# Task statement
How many lines of the records hold the string "well"? Reply with the number alone.

# Available data
PR #4031, opened 2019-09-02
Remove word in command line with <C-w>

### LINKED ISSUE #4027: Command line does not support Ctrl-W
In the command/search bar, `<C-W>` should delete the previous word.
http://vimdoc.sourceforge.net/htmldoc/cmdline.html#c_CTRL-W

See also: #3243

stevenguh:
Remove word in command line with <C-w>

Fixes #4027


stevenguh:
Btw, I am still looking into why some of the tests failed

src/common/motion/position.ts
```diff
@@ -1068,21 +1084,29 @@ export class Position extends vscode.Position {
     return positions;
   }
 
+  private static getWordLeftWtihRegex(
```
J-Fields: `s/Wtih/With`

J-Fields:
Can you add support for `SearchInProgressMode` as well?

src/actions/commands/actions.ts
```diff
@@ -2165,6 +2165,32 @@ class CommandEscInCommandline extends BaseCommand {
   }
 }
 
+@RegisterAction
+class CommandRemoveWordCommandline extends BaseCommand {
+  modes = [ModeName.CommandlineInProgress];
+  keys = ['<C-w>'];
+  runsOnceForEveryCursor() {
+    return this.keysPressed[0] === '\n';
```
J-Fields: Is this here for a reason?

stevenguh: runsOnceForEveryCursor()? I think it should be false since this action doesn't need to be execute twice when there are multiple cursors.

stevenguh:
> Can you add support for `SearchInProgressMode` as well?

Okay I will add that. I forgot about that mode.

src/actions/commands/actions.ts
J-Fields: Yeah I agree - let's just return `false`

stevenguh: I think there are some other methods that need to change to return false as well, but I only corrected the methods I added

J-Fields:
Don't we need to modify the `when` condition on the `<C-w>` keybinding so we capture the key stroke in command line mode?

stevenguh:
https://github.com/VSCodeVim/Vim/blob/f70c8aa9f782881ebfe9f9de33952faa5e9a7f2c/package.json#L259
@J-Fields  It should be captured?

# Answer section
3